PR #743, opened 2022-11-15
More stable tests coverage

zpqrtbnk:
This PR adds some tests and fixes a few things, in order to ensure a more stable tests coverage. Looking at [this Codecov report](https://app.codecov.io/gh/hazelcast/hazelcast-csharp-client/pull/731) for instance, it was clear at one point that the PR was reducing coverage because it did not run through some code paths, mostly due to timing issues. This is annoying. With these tests, we should *always* run through these code paths, and things should be better.

### DIFF
--- a/src/Hazelcast.Net/Core/Clock.cs
+++ b/src/Hazelcast.Net/Core/Clock.cs
@@ -84,7 +84,7 @@ namespace Hazelcast.Core
         /// </summary>
         /// <remarks>The epoch time in milliseconds.</remarks>
         public static long Milliseconds
-            => ToEpoch(DateTime.UtcNow);
+            => ToEpoch(Now);
 
         public static DateTime Now
             => _clockSource.Now;
--- a/src/Hazelcast.Net/Messaging/ClientMessageConnection.cs
+++ b/src/Hazelcast.Net/Messaging/ClientMessageConnection.cs
@@ -128,6 +128,12 @@ namespace Hazelcast.Messaging
                 }
             }
 
+            // NOTE
+            // bufferReference.Buffer is a 'readonly struct', so its content (i.e. the content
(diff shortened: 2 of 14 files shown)


srknzl:
can you merge master branch into your branch? (or rebase) Your branch is out of date as github shows

src/Hazelcast.Net/Core/Clock.cs
```diff
@@ -84,7 +84,7 @@ internal static void Reset()
         /// </summary>
         /// <remarks>The epoch time in milliseconds.</remarks>
         public static long Milliseconds
-            => ToEpoch(DateTime.UtcNow);
+            => ToEpoch(Now);
```
emreyigit, line 87: Just to be sure. I know we use it almost everywhere but how global is this?

src/Hazelcast.Net/Messaging/ClientMessageConnection.cs
```diff
@@ -128,9 +128,6 @@ private bool ReceiveMessageBytesAsync(SocketConnectionBase connection, IBufferRe
                 }
             }
 
-            // update the reference
-            bufferReference.Buffer = bytes;
```
emreyigit, line 132: What's reason to keep update the reference? I don't see any change.

src/Hazelcast.Net/Core/Clock.cs
zpqrtbnk: as long as the `Now` property returns `DateTime.UtcNow` it should not break anything

src/Hazelcast.Net/Messaging/ClientMessageConnection.cs
zpqrtbnk: guess what, I wondered the same, then realized that we *do* change it in fact, I am going to add a comment in the code to explain

emreyigit (approved):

------

YOUR GOAL: Take from the listing above each line that contains the string "bufferReference".

EXERCISE RESPONSE:
+            // bufferReference.Buffer is a 'readonly struct', so its content (i.e. the content
-            bufferReference.Buffer = bytes;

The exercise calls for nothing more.